Ils l’ont fait. Les pilotes sénégalais, Birame Coulibaly et Maodo Ndiaye, ont réalisé leur rêve de gamin. Les qualificatifs n’ont pas manqué pour saluer leur exploit après l’atterrissage sur le tarmac de l’aéroport Léopold Sédar Senghor, après 60 heures de vol. « Nos vaillants aviateurs », s’écrie-t-on dans le public, qui a fait le déplacement à l’aéroclub Iba Gueye de Dakar pour accueillir les héros. Enzo, 13 ans, le fils de Birame Coulibaly, Ousmane Ndiaye, le père de Maodo Ndiaye, et Ernest Discacciati, le président de l’aero club Iba Gueye, étaient à l’accueil.

« C’est quelque chose qu’on ne peut pas décrire en fait, a réagi capitaine Birame Coulibaly, très ému. On ne pensait pas qu’autant de gens seraient attentifs à ce qu’on était en train de faire. On a reçu tellement de messages de remerciements, tellement de gens qui disent être inspirés par ce qu’on a fait. C’est un sentiment qui est indescriptible. Rien qu’en pensant à ça, on avait envie d’aller dans l’avion pour donner des nouvelles aux gens, qui nous suivaient sur le tracking de l’avion. Il y avait tellement de gens connectés, c’était incroyable. »

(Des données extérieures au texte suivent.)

PR #11300, opened 2025-08-05
feat: expose `experiments.swc` in parallel loader context

jbroma:
## Summary

This PR enhances the loader context in parallel loader by exposing `rspack.experiments.swc` API . This removes a need for importing `rspack` directly in the loader (or loader module) and instead makes it possible to access the `swc` API just like in non parallel loaders

## Related links

n/a

## Checklist

### DIFF
--- a/packages/rspack/src/loader-runner/worker.ts
+++ b/packages/rspack/src/loader-runner/worker.ts
@@ -246,6 +246,12 @@ async function loaderImpl(
 
 	loaderContext._compiler = {
 		...loaderContext._compiler,
+		rspack: {
+			// @ts-expect-error: some properties are missing.
+			experiments: {
+				swc: require("../swc")
+			}
+		},
 		// @ts-expect-error: some properties are missing.
 		webpack: {
 			util: {


packages/rspack/src/loader-runner/worker.ts
```diff
@@ -246,6 +246,12 @@ async function loaderImpl(
 
 	loaderContext._compiler = {
 		...loaderContext._compiler,
+		rspack: {
+			// @ts-expect-error: some properties are missing.
```
GiveMe-A-Name, line 250: Can we import `_compiler.rspack.experiments.swc` in parallel loader context?
Like follow doc example https://rspack.rs/api/javascript-api/swc#examples

h-a-n-a (approved):
Looks good! Thanks

packages/rspack/src/loader-runner/worker.ts
jbroma: yeah, that's exactly what this PR allows, can be imported just like in the example you've linked 👍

Attendus à 15h30 à l’aéroclub, ils ont finalement atterri à 18 heures passées. Une des raisons, indique Coulibaly, « un petit accueil » concocté pour eux à Saint-Louis, avec le commandant de l’aéroport. Ce qui « leur a fait chaud au cœur ».

60 heures de vol

Les aviateurs continuent de savourer : « Tout à l’heure, avant d’atterrir, on se disait c’est quand même incroyable. On est rentrés chez nous. On est parti d’ici le 22 juin et là, on est rentrés, ça y est. Cela va nous faire bizarre de se réveiller demain matin pour ne pas aller prendre l’avion. Parce qu’on ne fait que ça depuis deux (2) semaines. Super contents et fiers d’être rentrés.

Revenant sur leur périple, Coulibaly rappelle « qu’ils ont quitté l’aéroport Léopold Sédar Senghor le 22 juin pour aller dormir à Saint-Louis pour préparer leur départ du 23 juin. On a quitté Saint-Louis pour la Mauritanie, le Maroc, l’Espagne pour arriver en France. On est arrivés le 29 juin à Lognes en région parisienne. On s’est reposé une semaine, et on a fait le chemin retour en essayant de changer de parcours. On s’est partagé les vols, c’était à tour de rôle, chacun était aux commandes et l’autre s’occupait de la navigation et de la radio ». Une belle complicité : « On dormait ensemble presque tous les soirs. On vient de passer 60 heures dans cet avion, c’est quand même beaucoup. On s’est raconté pas mal d’anecdotes ».

Le prochain challenge, visent-ils, « un tour d’Afrique en janvier prochain ». Déjà, exulte Coulibaly, « le rêve est devenu réalité. Le premier jour où on a décollé d’ici, pour nous, déjà, le rêve était accompli. Après, il fallait aller au bout de la chose. Et puis, chaque jour, c’était une nouvelle victoire, un pas qu’on franchissait. On était fiers de nous. Au début, on était stressé après tous les jours on a pris du plaisir ».

En tout cas, l’ambiance était au rendez-vous dans la fan-zone de l’aéroclub comme pour les Lions de la ’’Téranga’’, hier mercredi, après leur victoire face aux Ecureuils du Bénin, en quart de finale de la Coupe d’Afrique des Nations (CAN) Egypte 2019, leur ouvrant la porte des demies après 13 ans de disette.